Synthetic faces could solve algorithmic bias and ethical data quandary: IDVerse

October 18, 2023

For years, many of the AI systems used for facial recognition and identity verification have had a race and gender bias problem. Systems have shown higher misidentification rates for people with darker skin, and have sometimes contributed to wrongful arrests. The main reason behind this is the data AI models have been trained on, which disproportionately includes white and male faces.

To counter this, some companies are turning to enriching their data sets with fake faces. Generative AI can create a vast amount of data, capturing the uniqueness of humans in different scenarios and different environments, says IDVerse Co-founder and Chief Technology Officer Matthew Adams.

“We’re able to generate so many conditions and so many different variants of certain faces that far exceed what you would ever get in reality,” he says. “You inherently get better results, you get a lot less bias.”

IDVerse uses generative AI to train the deep neural network systems used in its “Zero Bias” AI technology. The Australian company, previously known as OCR Labs, says it helps minimize discrimination on the basis of race, age and gender and claims 99.99 percent accuracy in testing.

Synthetic faces are also being used to solve other problems for biometrics developers like IDVerse.

While global governments have been issuing warnings about deepfakes’ potential to undermine democracies by sowing confusion, businesses are already battling an increasing number of scams and frauds relying on generative AI. The same generative AI tools, however, can also be used to detect deepfakes during attacks.

“Synthetic faces when they’re used badly in the industry are called deep fakes, that’s when they are used to try to fool protection systems,” says Loc Nguyen, IDVerse’s CMO. “We create, for lack of a better name, ‘goodfakes.’ Goodfakes are used to train our algorithms to spot the deepfakes. Same tool, different outcomes.”

The use of generative AI may also help get around increasing privacy regulations on biometric data use and eventually lead to more ethical sourcing of facial data.
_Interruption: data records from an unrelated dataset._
Issue #1238, opened 2021-12-31
certificate signed by unknown authority issue introduced in v0.9.15


rickardosmith:
I get the following printed to console when running version 0.9.15
```powershell
Detected Terraform directory at .
  ✔ Checking for cached plan... found
✖ Calculating monthly cost estimate


Error: Error sending API request: Post "https://pricing.api.infracost.io/graphql": x509: certificate signed by unknown authority
```

When I downgraded to version 0.9.14, the tool runs as expected
```powershell
Detected Terraform directory at .
  ✔ Checking for cached plan... found

✔ Calculating monthly cost estimate


Update: A new version of Infracost is available: v0.9.14 → v0.9.15
  Go to https://www.infracost.io/docs/update for instructions     

Running in "."

Summary: {
  "totalDetectedResources": 8,
  "totalSupportedResources": 1,
  "totalUnsupportedResources": 0,
  "totalUsageBasedResources": 1,
  "totalNoPriceResources": 7,
  "unsupportedResourceCounts": {},
  "noPriceResourceCounts": {
    "aws_internet_gateway": 1,
    "aws_network_interface": 1,
    "aws_route_table": 1,
    "aws_route_table_association": 1,
    "aws_security_group": 1,
    "aws_subnet": 1,
    "aws_vpc": 1
  }
}

Total Monthly Cost:        8.392 USD
Total Monthly Cost (diff): 8.392 USD
```

**Additional information**:
- I was running with version 0.9.5 at first, then upgraded version 0.9.15, noticed the error, then downgraded to version 0.9.14
- System info:
```
Edition	Windows 10 Pro
Version	21H2
OS build	19044.1415
Experience	Windows Feature Experience Pack 120.2212.3920.0
```

tim775:
Thanks for the issue.  I'm not able to reproduce on my dev machine so I'm spinning up a windows box in the cloud.  

If you have a chance could you see if setting `infracost configure set tls_insecure_skip_verify false` is a work-around?

tim775:
I was able to reproduce on windows, and confirm that `.\infracost configure set tls_insecure_skip_verify true` is a work-around.

tim775:
I guess there is a long-standing issue where the golang doesn't know how to load system certs on windows: https://github.com/golang/go/issues/16736.

rickardosmith:
> 

@tim775 confirming that the workaround does work in my environment.

[...]

PR #1239, opened 2021-12-31
Fix/windows tls certs

tim775:
This is a fix for #1238.  Go doesn't know how to find the root CAs on windows, so this PR causes us to skip the cert verify step if no root CAs are found and verification has not been explicitly enabled.

### DIFF
--- a/internal/apiclient/pricing.go
+++ b/internal/apiclient/pricing.go
@@ -55,8 +55,17 @@ func NewPricingAPIClient(ctx *config.RunContext) *PricingAPIClient {
 		}
 	}
 
+	skipVerify := false
+	if ctx.Config.TLSInsecureSkipVerify != nil {
+		skipVerify = *ctx.Config.TLSInsecureSkipVerify
+	} else if len(rootCAs.Subjects()) == 0 && ctx.Config.TLSCACertFile == "" {
+		// Skip verify hasn't been explicitly set, there's no cert file, and there are no root CAs (i.e. this is
+		// windows).  Default to skipping the verify.
+		skipVerify = true
+	}
+
 	tlsConfig := &tls.Config{
-		InsecureSkipVerify: ctx.Config.TLSInsecureSkipVerify, // nolint: gosec
+		InsecureSkipVerify: skipVerify, // nolint: gosec
 		RootCAs:            rootCAs,
 	}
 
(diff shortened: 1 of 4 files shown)


alikhajeh1:
Should we log something to debug so the user has a way to tell if TLS verification is being skipped? What should Windows users do if they want TLS? wait until we upgrade to an upcoming go version that doesn't have this issue?

internal/apiclient/pricing.go
```diff
@@ -55,8 +55,17 @@ func NewPricingAPIClient(ctx *config.RunContext) *PricingAPIClient {
 		}
 	}
 
+	skipVerify := false
+	if ctx.Config.TLSInsecureSkipVerify != nil {
+		skipVerify = *ctx.Config.TLSInsecureSkipVerify
+	} else if len(rootCAs.Subjects()) == 0 && ctx.Config.TLSCACertFile == "" {
```
aliscott, line 61: In this case, should we just pass a nil `tlsConfig` to the API client instead of skipping verify? If we do that will it still work with Windows and verify the pricing.api.infracost.io cert?

aliscott:
> What should Windows users do if they want TLS?

From what I can tell this only changes the default case where the user isn't passing in their own cert. So, this will still work for Windows users who want to skip verification of a self-hosted endpoint, or still verify their own self-hosted cert.

aliscott:
Do you think we should add an extra story for running these smoke test steps on different OS runners as well? https://github.com/infracost/infracost/blob/master/.github/workflows/go.yml#L40-L56 Would this have picked up this issue?

internal/apiclient/pricing.go
```diff
@@ -35,12 +35,14 @@ func NewPricingAPIClient(ctx *config.RunContext) *PricingAPIClient {
 		currency = "USD"
 	}
 
-	rootCAs, _ := x509.SystemCertPool()
-	if rootCAs == nil {
-		rootCAs = x509.NewCertPool()
-	}
+	tlsConfig := tls.Config{} // nolint: gosec
```
aliscott, line 38: I'm assuming passing an empty `tls.Config` works the same as passing nil yeah?

aliscott (approved):
LGTM

internal/apiclient/pricing.go
tim775: Yeah the pattern in the libraries is
```
	if t1.TLSClientConfig == nil {
		t1.TLSClientConfig = new(tls.Config)
	}
```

The traditional way of training good AI algorithms has been gathering as much data as possible. But that sometimes leads to unethical practices, including obtaining facial data from people who have not consented to sharing it. Adams believes there is a need for a “nutrition stamp” for AI models that could ensure that faces were sourced ethically with the consent of the owners.

“We don’t know the ingredients of those models. We don’t know whether it was ethically sourced or how they were trained,” he says.

These days, the industry is moving towards a different path of training facial recognition, according to IDVerse.

Many companies have trained their algorithms by using facial data from one specific region. When the time comes to enrich datasets they usually try to obtain as much diverse facial data as they can get their hands on. But algorithms are sometimes unable to adapt the way they are processing faces.

IDVerse executives say they are “big believers” in training datasets on as much synthetic data as possible and not using real data.

The Australian company was founded in 2014 as a research firm and launched commercially in 2018 as OCR Labs. It became the first private Australian company to win accreditation as an identity provider for operations outside of the government’s digital ID system. In May this year, it changed its name, focusing itself on biometric verification, liveness detection, document verification and video KYC.

Its reliance on synthetic data came out of difficulties in gaining access to real faces.

“Ethically, you just can’t get massive data sets from certain companies or countries,” says Adams. “From my understanding, we are the only ones actually using a fully generated face model within our stack.”

Generative AI is not a silver bullet. It can also create synthetic media that courts the old bias, Nguyen says. But deepfakes have opened many doors. With today’s computers, we are already able to collect the same amount of faces and permutations that in a real-life scenario may take 200 to 300 hundred years. And as computer processing power increases, so will the number of fake faces. If all goes according to plan for IDVerse, this will mean the end of algorithmic bias in facial recognition.